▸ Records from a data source

PR #1942, opened 2020-06-04
RIP and EIP relative display

mumbel:
The display should print the register and immediate offset
instead of the relative value.

### DIFF
--- a/Ghidra/Processors/x86/data/languages/ia.sinc
+++ b/Ghidra/Processors/x86/data/languages/ia.sinc
@@ -683,9 +683,9 @@ addr32: [Base + imm32]					is mod=2 & r_m=4; index=4 & Base; imm32      { local 
 addr32: [Base + Index*ss]				is mod=2 & r_m=4; Index & Base & ss; imm32=0 { local tmp=Base+Index*ss; export tmp; }
 addr32: [Base]							is mod=2 & r_m=4; index=4 & Base; imm32=0    { export Base; }
 @ifdef IA64
-addr32: [riprel]						is bit64=1 & mod=0 & r_m=4; index=4 & base=5; simm32 [ riprel=inst_next+simm32; ] { export *[const]:4 riprel; }
+addr32: [RIP + simm32]						is bit64=1 & mod=0 & r_m=4; index=4 & base=5; simm32 & RIP { local riprel:4 = inst_next + simm32; export *[const]:4 riprel; }
 
-Addr32_64: [eiprel]						is mod=0 & r_m=5; simm32	[ eiprel=inst_next+simm32; ] { export *[const]:8 eiprel; }
+Addr32_64: [EIP + simm32]						is mod=0 & r_m=5; simm32 & EIP	{ local eiprel:8 = inst_next + simm32; export *[const]:8 eiprel; }
 Addr32_64: [imm32]		is mod=0 & r_m=4; index=4 & base=5; imm32    { export *[const]:8 imm32; }
 Addr32_64: addr32		is addr32									 { tmp:8 = sext(addr32); export tmp; }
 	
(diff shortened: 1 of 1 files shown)


Ghidra/Processors/x86/data/languages/ia.sinc
```diff
@@ -683,9 +683,9 @@ addr32: [Base + imm32]					is mod=2 & r_m=4; index=4 & Base; imm32      { local
 addr32: [Base + Index*ss]				is mod=2 & r_m=4; Index & Base & ss; imm32=0 { local tmp=Base+Index*ss; export tmp; }
 addr32: [Base]							is mod=2 & r_m=4; index=4 & Base; imm32=0    { export Base; }
 @ifdef IA64
-addr32: [riprel]						is bit64=1 & mod=0 & r_m=4; index=4 & base=5; simm32 [ riprel=inst_next+simm32; ] { export *[const]:4 riprel; }
+addr32: [RIP + simm32]						is bit64=1 & mod=0 & r_m=4; index=4 & base=5; simm32 & RIP { local riprel:4 = inst_next + simm32; export *[const]:4 riprel; }
```
ghidra1, line 686: This change will prevent our operand markup from properly replacing the constant with the reference label and will force the use of an extended markup using ```=>```.  In all of our language implementations we generally prefer producing a computed constant value for PC relative addresses.  I realize the original instruction form is muddled in doing this.  I will defer to @emteere for his opinion on the matter.

emteere: The result of this change will be:
[ RIP + simm ]=>LABEL
Instead of:
[ LABEL ]

jobermayr:
The patch doesn't work on current master:
image

Without:
image

Ghidra/Processors/x86/data/languages/ia.sinc
ghidra1: The change as it stands will prevent a DEFAULT reference and will need to be computed via analysis. 

While it may be possibe to alter the representation and live with the `=>` markup, the exported constant should remain as it was so that the instruction can emit the absolute Scalar.

ghidra1:
> The patch doesn't work on current master
It certainly appears to be having the desired affect that @mumbel was after.  What about this do you feel is wrong?

jobermayr:
> [...] What about this do you feel is wrong?
In decompiler window:
`- PcInitializeAdapterDriver(param_1,param_2,&LAB_00011008)`
`+ (*(code *)0xfd05634c38ec8348(param_1,param_2,&LAB_00011008)`

Ghidra/Processors/x86/data/languages/ia.sinc
ghidra1: Anything which can be computed as a constant value or address at parse time should be exported as such.  It is conceivable that analysis may place the reference on the incorrect operand if this is not done - although I suppose it may not matter much.  In either case, since a constant was produced and not an Address, it will require an analyzer to laydown the reference - although possibly a different analzer for the two cases.  As a constant value, there may be some speculating if the constant refers to a memory location or not.  This would depend on evidence of de-referencing or use of an associated pointer data type.  

I suspect the net affect is the same other than the use of an extended `=>` reference markup and possibly on a different operand.

ghidra1: Still waiting on @emteere for the pass/fail decision.

ghidra1:
@mumbel The pcode is invalid:
```
{ local riprel:4 = inst_next + simm32; export *[const]:4 riprel; }
```
The local variable `riprel` is a unqiue varnode and can't be export as a constant.  The correct subconstructor should look like this (applies to other changes as well):
```
addr32: [RIP + simm32]						is bit64=1 & mod=0 & r_m=4; index=4 & base=5; simm32 & RIP [riprel=inst_next+simm32; ] { export *[const]:4 riprel; }
```

ghidra1 (changes requested):
Pcode has invalid constant export which must be pre-computed in `[  ]`s as it was originally

ghidra1:
Although my suggested fix above is not quite right, I have put this PR in for merge and have made the neccessary correction for the constant export issue.

ghidra1 (commented):
Additional changes will be made prior to merge.

Ghidra/Processors/x86/data/languages/ia.sinc
ghidra1: > Doesn't this just show errors in analysis not the other way around?

See issues raised by #4892

ghidra1: @mumbel could you please provide you arguments for supporting this PR within the PR #4892 discussion which seeks to revert this change.  Unless there is a compelling reason we are likely to revert the changes made by your PR.  Thanks.

mumbel: My catalyst for doing this was 2 1/2 years ago and I do not recall the situation.  My interpretation of the manual is that the register should appear and it's relative offsets.  The other thread seems to completely support that in both compiling (assembling) and in disassembly.  Unless I've missed it, no one has given a counter argument to this change in terms of correctness.

The current issue appears to be outside of sleight/pcode (right?), so I'm not sure what any comments I have on this instruction change matter.

It's your project, if you need to revert, revert

ghidra1: The biggest issue stems from the impact to the patching assembler which has no real way at present to contend with RIP-relative operands when its is simplest to specify an address/symbol.  There is no obvious way for the assembler to identify the relative offset bias from the language spec.  The pcode is the same in both cases.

▸ Work request
Among the entries above, locate the lines containing "Additional changes will" and "See issues raised by #4892", and transcribe exactly those two lines and all lines between.

▸ Result of the task
Additional changes will be made prior to merge.

Ghidra/Processors/x86/data/languages/ia.sinc
ghidra1: > Doesn't this just show errors in analysis not the other way around?

See issues raised by #4892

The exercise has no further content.